▶ [Description of the task]:
An exact transcription of the data below is needed.

▶ [Source material]:
──────────────────────────────

PR #628, opened 2018-12-12
Make sure time zones are set up for N1QL

borrrden:
Note that without https://github.com/couchbaselabs/fleece/pull/39 this PR is somewhat meaningless, so I'll say that this is dependent on that.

──────────────────────────────

▶ [Output for this exercise]:
PR #628, opened 2018-12-12
Make sure time zones are set up for N1QL

borrrden:
Note that without https://github.com/couchbaselabs/fleece/pull/39 this PR is somewhat meaningless, so I'll say that this is dependent on that.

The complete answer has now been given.